What you have to do: Copy out each line of the data that holds the string "must".

Saved data entries:
:::::
PR #35, opened 2016-03-24
Fetch report data for each server

derwolfe:
Builds on #30.

Fetch reporting information for a set of servers instead of all reports for a time interval.

### DIFF
--- a/src/cloudpassage_lib/scans.clj
+++ b/src/cloudpassage_lib/scans.clj
@@ -20,6 +20,12 @@
 (def ^:private base-scans-url
   "https://api.cloudpassage.com/v1/scans/")
 
+(def ^:private scans-path
+  (partial str "/v1/scans/"))
+
+(def ^:private base-servers-url
+  "https://api.cloudpassage.com/v1/servers/")
+
 (defn ^:private maybe-flatten-list
   [maybe-list]
   (if (or (string? maybe-list) (nil? maybe-list))
@@ -35,7 +41,30 @@
          (update :query merge opts)
          str))))
 
-(defn get-page!
+(defn ^:private scan-server-url
+  "URL for fetching most recent scan results of a server."
+  [server-id module]
+  (str (u/url base-servers-url server-id module)))
+
+(defn ^:private scans-detail-url
+  "Compute the URL for a scan detail."
+  ([scan-id]
+   (scans-detail-url base-scans-url scan-id))
+  ([url scan-id]
+   (-> (u/url url)
+       (assoc :path (scans-path scan-id))
+       str)))
+
+(defn ^:private finding-detail-url
+  "Compute the URL for a particular finding in a particular scan."
+  ([scan-id finding-id]
+   (finding-detail-url base-scans-url scan-id finding-id))
+  ([url scan-id finding-id]
+   (-> (u/url url)
+       (assoc :path (scans-path scan-id "/findings/" finding-id))
+       str)))
+
+(defn ^:private get-page!
   "Gets a page, and handles auth for you."
   [client-id client-secret url]
   (let [token (cpc/fetch-token! client-id client-secret (:fernet-key env))]
@@ -62,11 +91,16 @@
                     (ms/close! urls-stream))
                 (ms/put! urls-stream next-url))
               (ms/put-all! resources-stream resource))
-            (do (error "Error getting scans for url: " url)
+            (do (error "Error getting scans for url:" url)
                 (ms/close! urls-stream)
                 (Exception. "Error fetching scans."))))))
      resources-stream)
     resources-stream))
+
+(defn list-servers!
+  "Returns a stream of servers for the given account."
+  [client-id client-secret]
+  (stream-paginated-resources! client-id client-secret base-servers-url :servers))
 
 (defn scans!
   "Returns a stream of historical scan results matching opts."
@@ -93,17 +127,37 @@
      scans-with-details-stream)
     scans-with-details-stream))
 
+(defn scan-each-server!
+  "Fetches a new report for each server passed in via the servers-stream.
+  The module determines which type of report will be fetched.
+
+  Returns a stream that will contain the a complete report for a given server."
+  [client-id client-secret module servers-stream]
+  (let [server-details-stream (ms/stream 10)
+        scan-server! (fn [server-id module]
+                       (let [url (scan-server-url server-id module)]
+                         (get-page! client-id client-secret url)))]
+    (ms/connect-via
+     servers-stream
+     (fn [{:keys [id]}]
+       (md/chain
+        (scan-server! id module)
+        (fn [response]
+          (if (cpc/page-response-ok? response)
+            (ms/put! server-details-stream response)
+            (error "Error getting scans for server" id)))))
+     server-details-stream)
+    server-details-stream))
+
 (defn ^:private report-for-module!
   "Get recent report data for a certain client, and filter based on module."
   [client-id client-secret module-name]
   ;; The docs say we can use "module" as a query parameter but it does
   ;; not work for FIM or SVM, so we have to filter out those items instead.
-  (let [opts {"since" (cpc/->cp-date (-> 3 hours ago))}]
-    (->> (scans! client-id client-secret opts)
-         (ms/filter (fn [{:keys [module]}] (= module module-name)))
-         (scans-with-details! client-id client-secret)
-         (ms/map #(cske/transform-keys cskc/->kebab-case-keyword %))
-         ms/stream->seq)))
+  (->> (list-servers! client-id client-secret)
+       (scan-each-server! client-id client-secret module-name)
+       (ms/map #(cske/transform-keys cskc/->kebab-case-keyword %))
+       ms/stream->seq))
 
 (defn fim-report!
   "Get the current (recent) FIM report for a particular client."
--- a/test/cloudpassage_lib/scans_test.clj
+++ b/test/cloudpassage_lib/scans_test.clj
@@ -4,12 +4,11 @@
    [cloudpassage-lib.core :refer [cp-date-formatter]]
    [clj-time.format :as tf]
    [clj-time.core :as t :refer [millis hours ago within?]]
+   [clojure.string :as str]
    [clojure.test :refer [deftest testing is are]]
    [manifold.stream :as ms]
    [manifold.deferred :as md]
    [cemerick.url :as u]
-   [camel-snake-kebab.core :as cskc]
-   [camel-snake-kebab.extras :as cske]
    [taoensso.timbre :as timbre :refer [info spy]]))
 
 (deftest scans-url-tests
@@ -31,6 +30,22 @@
       {"modules" "fim"}
       {"modules" "fim"
        "since" "2016-01-01"})))
+
+(deftest scans-detail-url-tests
+  (is (= "https://api.cloudpassage.com/v1/scans/abcdef"
+         (#'scans/scans-detail-url "abcdef")))
+  (is (= "https://abc.com/v1/scans/abcdef"
+         (#'scans/scans-detail-url "https://abc.com/" "abcdef"))))
+
+(deftest finding-detail-url-tests
+  (is (= "https://api.cloudpassage.com/v1/scans/abcdef/findings/xyzzy"
+         (#'scans/finding-detail-url "abcdef" "xyzzy")))
+  (is (= "https://abc.com/v1/scans/abcdef/findings/xyzzy"
+         (#'scans/finding-detail-url "https://abc.com/" "abcdef" "xyzzy"))))
+
+(deftest scan-server-url-tests
+  (is (= "https://api.cloudpassage.com/v1/servers/server-id/svm"
+         (#'scans/scan-server-url "server-id" "svm"))))
 
 (defn ^:private index->module
   "Given an index of a (fake, test-only) scan, return a module for that scan."
@@ -93,19 +108,22 @@
       (fake-details-page)
       (fake-scans-page page-num next-page))))
 
-(defn ^:private fake-get-page-with-snakes
-  "Return snake-cased versions of what is returned by `fake-get-page`"
-  [client-id client-secret url]
-  (cske/transform-keys
-   cskc/->snake_case_keyword
-   (fake-get-page! client-id client-secret url)))
-
-(defn ^:private fake-get-page-with-bad-response!
-  "Like fake-get-page, but returns a bad status code."
-  [client-id client-secret url]
-  (is (= client-id "lvh"))
-  (is (= client-secret "hunter2"))
-  :cloudpassage-lib.core/fetch-error)
+(defn ^:private use-atom-log-appender!
+  []
+  (let [log (atom [])
+        log-appender-fn (fn [data]
+                          (let [{:keys [output-fn]} data
+                                formatted-output-str (output-fn data)]
+                            (swap! log conj formatted-output-str)))]
+    (timbre/merge-config!
+     {:appenders
+      {:atom-appender
+       {:async false
+        :enabled? true
+        :min-level nil
+        :output-fn :inherit
+        :fn log-appender-fn}}})
+    log))
 
 (deftest scans!-tests
   (testing "Successful scan with pagination."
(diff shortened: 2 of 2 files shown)


src/cloudpassage_lib/scans.clj
```diff
@@ -56,7 +64,7 @@
        (assoc :path (scans-path scan-id "/findings/" finding-id))
        str)))
 
-(defn get-page!
+(defn ^:private get-page!
```
ehashman: +1

test/cloudpassage_lib/scans_test.clj
```diff
@@ -112,12 +117,15 @@
...
 
-(defn ^:private fake-get-page-with-bad-response!
-  "Like fake-get-page, but returns a bad status code."
-  [client-id client-secret url]
-  (is (= client-id "lvh"))
-  (is (= client-secret "hunter2"))
-  :cloudpassage-lib.core/fetch-error)
+(defn ^:private use-atom-log-appender!
+  [log log-appender-fn]
+  (timbre/merge-config! {:appenders
```
ehashman: The map arg here might look a bit better if you put it on the next line.

test/cloudpassage_lib/scans_test.clj
```diff
@@ -130,22 +138,29 @@
...
+  (testing "When an error is encountered, the error is logged and an empty list is returned"
+    (let [log (atom [])
+          log-appender-fn (fn [data]
+                            (let [{:keys [output-fn]} data
+                                  formatted-output-str (output-fn data)]
+                              (swap! log conj formatted-output-str)))
+          expected-error (str "Error getting scans for url: "
+                              "https://api.cloudpassage.com/v1/scans?modules=fim")]
+      (with-redefs [scans/get-page! (fn [_client-id _client-secret _url]
+                                      :cloudpassage-lib.core/fetch-error)]
```
ehashman: It might be nicer to put this lambda in the let and give it a name instead of defining it in the with-redefs block.

test/cloudpassage_lib/scans_test.clj
```diff
@@ -130,22 +139,29 @@
...
+        (use-atom-log-appender! log log-appender-fn)
+        (let [scans-stream (scans/scans! "lvh" "hunter2" {"modules" "fim"})
+              result (ms/stream->seq scans-stream)]
+          (is (str/includes? (first @log) expected-error))
```
TimSimpsonR: Very cool.

test/cloudpassage_lib/scans_test.clj
lvh: Yep. You may also just want to use `constantly` (at which point the definition becomes so short that it matters a bit less).

lvh: (To clarify; those are orthogonal points; you can put it in the let and still use `constantly`)

test/cloudpassage_lib/scans_test.clj
```diff
@@ -163,27 +179,114 @@
...
+      (let [server-stream (scans/list-servers! "lvh" "hunter2")
+            id-list (map :id (ms/stream->seq server-stream))]
+        (is (= ["server-id-1" "server-id-2" "server-id-3"] id-list))
+        (is (ms/closed? server-stream)))))
+  (testing "On error, fetching servers stops and the error is logged"
+    (let [log (atom [])
+          log-appender-fn (fn [data]
+                            (let [{:keys [output-fn]} data
+                                  formatted-output-str (output-fn data)]
+                              (swap! log conj formatted-output-str)))]
```
ehashman: This is the second time I've seen the log-appender-fn in a let binding I think, so we should probably factor that out.

test/cloudpassage_lib/scans_test.clj
```diff
@@ -163,27 +179,114 @@
...
+    (with-redefs [scans/get-page!
+                  (fn [client-id client-secret url]
+                    (let [{:keys [page-num path]}
+                          (parse-fake-request client-id client-secret url)]
+                      (is (= "/v1/servers" path))
+                      (case page-num
+                        1 {:servers [{:id "server-id-1"} {:id "server-id-2"}]
+                           :pagination
+                           {:next (str @#'scans/base-servers-url "?page=2")}}
+                        2 {:servers [{:id "server-id-3"}]})))]
```
ehashman: In the next few tests, `scans/get-page!` is redef'd to a long inline anonymous function. While I think it's good to be clear about the functionality we're replacing `get-page!` with (so it might be obfuscating or confusing to wrap all the various functionality for these test fakes into `fake-get-page!`), this code appears to be copied verbatim below on line 214.

I would like to see a `fake-servers-page` in the style of `fake-scans-page`; we can chat about whether that should live inside `fake-get-page!` or not.

I'd also prefer to see this faked out in a more abstracted, configurable for loop, similar to how `fake-scans-page` works, as opposed to the hard-coded two pages.

test/cloudpassage_lib/scans_test.clj
```diff
@@ -163,27 +179,114 @@
...
+      (with-redefs [scans/get-page!
+                    (fn [client-id client-secret url]
+                      (let [{:keys [page-num path]}
+                            (parse-fake-request client-id client-secret url)]
+                        (is (= "/v1/servers" path))
+                        (case page-num
+                          1 {:servers [{:id "server-id-1"} {:id "server-id-2"}]
+                             :pagination
+                             {:next (str @#'scans/base-servers-url "?page=2")}}
+                          2 :cloudpassage-lib.core/fetch-error)))]
```
ehashman: Oh, I guess this isn't totally copied verbatim; I missed case 2 being different. But I still think this can be factored out.

test/cloudpassage_lib/scans_test.clj
```diff
@@ -163,27 +179,114 @@
...
+              id-list (map :id (ms/stream->seq server-stream))
+              expected-error (str "Error getting scans for url: "
+                                  "https://api.cloudpassage.com/v1/servers/?page=2")]
+          (is (str/includes? (first @log) expected-error)
+              "logs the page fetch error")
+          (is (= ["server-id-1" "server-id-2"] id-list))
+          (is (ms/closed? server-stream)))))))
+
+(deftest scan-each-server!-tests
+  (testing "Scan can handle an empty stream."
```
ehashman: This is a small nit/question: is an empty stream the same thing as a closed stream? (I don't think they are, but I also am not an expert at manifold.)

test/cloudpassage_lib/scans_test.clj
```diff
@@ -163,27 +179,114 @@
...
+    (let [input (ms/stream)]
+      (ms/close! input)
+      (let [scan-stream (scans/scan-each-server! "lvh" "hunter2" "svm" input)
+            scan-result (ms/stream->seq scan-stream)]
+        (is (empty? scan-result)))))
+  (testing "Returns an empty list when get-page returns ::fetch-error"
```
ehashman: Small typo: `:fetch-error` has two colons.

test/cloudpassage_lib/scans_test.clj
lvh: Nope. My understanding:

- An empty stream is a stream that currently has no items in it
- A closed stream is a stream that will not accept new items
- A drained stream is a stream that will not, and will never produce new items (i.e. empty + closed)

test/cloudpassage_lib/scans_test.clj
```diff
@@ -163,27 +179,114 @@
...
+    (with-redefs [scans/get-page!
+                  (fn [client-id client-secret url]
+                    (let [{:keys [path]}
+                          (parse-fake-request client-id client-secret url)]
+                      (is (= "/v1/servers/server-id-here/svm" path))
```
ehashman: I am not a fan of having this `is` here inside this redef'd function; I feel like `parse-fake-request` should be covered by tests elsewhere. Would it make this test worse if we used `(constantly :error-thing)` or similar instead?

test/cloudpassage_lib/scans_test.clj
lvh: Are you saying it should have 1? `::kw` is an automatically namespaced keyword; when you say `::kw` in the `cloudpassage-lib.core` namespace that automatically expands to `:cloudpassage-lib.core/fetch-error`. So if it should have 1 colon, it should have the namespace attached; otherwise it's a different keyword.

ehashman: Ohhh I didn't realize the double colon had a special meaning, I thought it was just a typo. Thanks!

derwolfe: I'll add the namespace prefix.

test/cloudpassage_lib/scans_test.clj
```diff
@@ -163,27 +179,114 @@
...
+                  (fn [client-id client-secret url]
+                    (let [{:keys [path]}
+                          (parse-fake-request client-id client-secret url)]
+                      (case path
+                        "/v1/servers/server-1/svm" :one
+                        "/v1/servers/server-2/svm" :two
+                        "/v1/servers/server-3/svm" :three)))]
+      ;; note - if the input-stream's buffer is too small; then this test will
+      ;; fail. `put-all` must be able to place all elements in the stream''
+      ;; buffer size is set to 2, as it will be able to fill up with 3 elements
```
ehashman: I'm confused by two parts of this comment.

1. Wouldn't the buffer need to be size 3 to hold 3 things? Why is size 2 sufficient? This is just my lack of understanding of manifold.
2. Presumably this is a necessary condition because otherwise `put-all!` will block as nothing is consuming from the stream. Would it make more sense to test this in a more realistic scenario, i.e. calling `list-servers!` and consuming that with `scan-each-server!` in a threading macro? We're not actually doing that explicitly anywhere here, although I think we end up testing it implicitly through the report test.

test/cloudpassage_lib/scans_test.clj
```diff
@@ -163,27 +179,114 @@
...
-    (let [report (report-fn! "lvh" "hunter2")]
-      (is (= (for [scan-id (range (* fake-pages scans-per-page))
-                   :let [module (index->module scan-id)]
-                   :when (= module expected-module)]
-               {:scan-id scan-id
-                :module module
-                :url details-query-url
-                :scan {}})
-             report))))
-  (with-redefs [scans/get-page! fake-get-page-with-snakes]
```
ehashman: `fake-get-page-with-snakes` got (accidentally?) removed here, and now I don't think it's getting used anywhere. We should still be testing this functionality imo.

test/cloudpassage_lib/scans_test.clj
derwolfe: The buffer of 0 means it can take a single item and hold it; a bucket. If you have a buffer size of 2, then the queue can hold 3 things.

test/cloudpassage_lib/scans_test.clj
derwolfe: While I agree that this *could* live in get-page, I don't believe that it *must*. Does the test perform the necessary function to be adequate to exercise the code? I believe it does.

ehashman:
Overall architectural comment on the tests: one of my concerns with these new tests is that each one redef's `get-page!` in a unique way. Previously, we faked all of `get-page!`'s functionality in one place, such that different tests calling the fake version would consistently get the same results given a particular URL, and thus we could ensure good integration testing. (By that I mean, we could redef `get-page!` to our single `fake-get-page!` function, and it would do the right thing if we strung together `scans!` and `scans-with-details!`, both of which call `get-page!`.)

By faking `get-page!` a different way each time, I worry that we are increasing our chances of introducing error into the tests, because we aren't requiring `get-page!` to behave consistently. Each one of these individual fakes introduces multiple different cases of behaviour; I guess I'm worried that the scope of the test behaviour itself is now large and complex enough to make me want to see *it* tested, because I found the size and scope of it difficult to reason about.

Ideally, what I would like to see is consistent behaviour for something that fakes the server listing API call and the server scan API call. Hence, I think we need to factor out all these individual redefs. Furthermore, we know that we want the server scan API call to be equivalent to a scan returned with details, so we might want to test for that too. While this doesn't all need to live behind/inside `fake-get-page!`, I do want all the list server API calls going to one function, all the server scan API calls going to one function, etc. as opposed to mocking out a bunch of individual cases between different tests.

Does that make sense?

test/cloudpassage_lib/scans_test.clj
ehashman: Thanks for the clarification :)

test/cloudpassage_lib/scans_test.clj
ehashman: Okay. Not gating or anything, but it would be nice if this string was be updated to be more accurate, since it looks like it's testing a closed, empty stream as opposed to just an empty stream. Unless I'm reading this test wrong.

test/cloudpassage_lib/scans_test.clj
TimSimpsonR: @ehashman I am not 100% clear on this either. @derwolfe and I discussed it for a bit because it was (and honestly still is) confusing for me, but here's my summary.

* When the calls are made to put-all and put since they are deferreds they end up getting executed in a thread somewhere. Same thing with close!. So when the code used to have three calls to put! instead of put-all!, it somehow worked; the three puts! would execute, and then the close!. My guess is its because the scheduler or whatever behind the scenes gave the puts! priority and made sure those worked before it executed the call to close!

* However put-all is all by itself in another thread, and it can only store (incr buffer-size) number of elements when you pass it a vector. As a C++ fan my first thought was it was about being wary of resource constraints but as @derwolfe pointed out it's really about back pressure, since you could have a vector with one enormous element that would get put onto a stream with a buffer size of 1 while put-all! with a vector of three integers would only put the first element on the stream.

Where I am still fuzy is on when a put-all! followed by a close! would ever be safe if you didn't know the buffer size, say if it was somehow abstracted away or you were calling put-all in a general function that accepted a stream and might, as far as you knew be called by close! later.

test/cloudpassage_lib/scans_test.clj
derwolfe: You are totally correct - I'll modify this so that it tests the snake->kebab casing logic.

test/cloudpassage_lib/scans_test.clj
derwolfe: I'm not a big fan of it either; but I don't think that we really need to have a test for `parse-fake-request`- it is a helper function that solely exists for the tests. It seems like this is the only place (that I can think of) that allows to assert which path was hit.

test/cloudpassage_lib/scans_test.clj
derwolfe: I agree that the two functions (the mocks) are very similar. Personally, I like that the behavior we are wanting to elicit from the mock is directly visible and obvious inside of the test. In my opinion, it makes it easier for me to read. Were it factored out, we would then have a configurable, more complicated mock, that wouldn't be as easy to follow.

test/cloudpassage_lib/scans_test.clj
ehashman: Wow, when I wrote that comment I just did a word substitution and didn't even mentally process that `parse-fake-request` is something we defined within the tests---I guess we are testing our tests here! Honestly, I don't think that's necessary, we can just return an error here imo. Will make it cleaner.

derwolfe: No problem. Just so I am clear, you'd prefer that I drop the path assertion, and just return the error?

ehashman: Yes. And since there's a few other places we do that, it might make sense to factor that out.

derwolfe: Sorry - What do you mean by factor it out?

ehashman: Ah, I mean write a helper along the lines of `return-error-page` or something like that? There used to be one before.

src/cloudpassage_lib/scans.clj
```diff
@@ -38,6 +41,11 @@
          (update :query merge opts)
          str))))
 
+(defn ^:private scan-server-url
+  "URL for fetching most recent scan results of a server."
+  [server-id module]
+  (str (u/url "https://api.cloudpassage.com/v1/servers/" server-id module)))
```
ehashman: Derp moment for me: this should be using `base-servers-url` instead of the hardcoded string right?

derwolfe: Nice find. I think so :-).

derwolfe:
@ehashman I agree that having the logic that represents that cloudpassage api located in a single place is useful from both the a maintenance and an understandability perspective. The issue I've come up against with the current mock is that it doesn't allow for any failure path behaviors, e.g. it cannot respond with a single page of servers or scans and then produce a `:fetch-error`. 

With that in mind, I don't feel like creating a single mock for the happy path behaviors would be that useful, as that mock wouldn't be used when we need to test for exceptional behavior.

test/cloudpassage_lib/scans_test.clj
```diff
@@ -93,19 +108,22 @@
...
-   cskc/->snake_case_keyword
-   (fake-get-page! client-id client-secret url)))
-
-(defn ^:private fake-get-page-with-bad-response!
-  "Like fake-get-page, but returns a bad status code."
-  [client-id client-secret url]
-  (is (= client-id "lvh"))
-  (is (= client-secret "hunter2"))
-  :cloudpassage-lib.core/fetch-error)
+(defn ^:private use-atom-log-appender!
```
derwolfe: @ehashman - this is the factored out log function. It now takes constructs the atom on its own, contains the appender, and returns the log to use for assertions.

ehashman: Very nice!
:::::
Solution to the problem:
+      ;; fail. `put-all` must be able to place all elements in the stream''
derwolfe: While I agree that this *could* live in get-page, I don't believe that it *must*. Does the test perform the necessary function to be adequate to exercise the code? I believe it does.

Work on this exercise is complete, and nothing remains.